__Records provided__.
PR #1826, opened 2024-08-08
DMP-3398 changed audio requests download endpoint to return "Content-length" header

mario-paniccia:
https://tools.hmcts.net/jira/browse/DMP-3398

### Change description ###
This PR is a first attempt to fix DMP-3398. As of now the endpoint does not set a "Content-length" header resulting in the server using chunked transfer encoding to transmit the data to the user.
It seems that specifying "Content-Length" is always preferable when downloading binary files like in our case compared to chunked encoding. See [here](https://stackoverflow.com/questions/2419281/content-length-header-versus-chunked-encoding) for example.
I'm not sure whether this change would improve the download speed and fix the issue, since it's not possible to reproduce this issue locally. But this seems to me a good improvement anyway.

```
[ ] Yes
[ x] No
```


sabahirfan (approved):
LGTM

PR #1859, opened 2024-08-14
DMP-3765 create unique index on user_account.user_email_address

karen-hedges:

https://tools.hmcts.net/jira/browse/DMP-3765

### Change description ###

Added unique index on user_email_address where is_active is true

```
[ ] Yes
[x ] No
```


src/main/resources/db/migration/postgres/V1_357__add_unique_email_index_tables.sql
```diff
@@ -0,0 +1,8 @@
+update darts.user_account ua1 set is_active = false where ua1.usr_id not in
```
cmagowan-hmcts, line 1: this might be better:-
```sql
update darts.user_account ua1 set is_active = false where exists (select 1
from darts.user_account ua2
where ua2.user_email_address = ua1.user_email_address
and ua2.is_active = true
and ua1.is_active = true
	and ua1.created_ts < ua2.created_ts);
```

cmagowan-hmcts (approved):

__Description of the task__. Within the listing above, find every line containing the string "true" and return it.

__Written answer__.
Added unique index on user_email_address where is_active is true
and ua2.is_active = true
and ua1.is_active = true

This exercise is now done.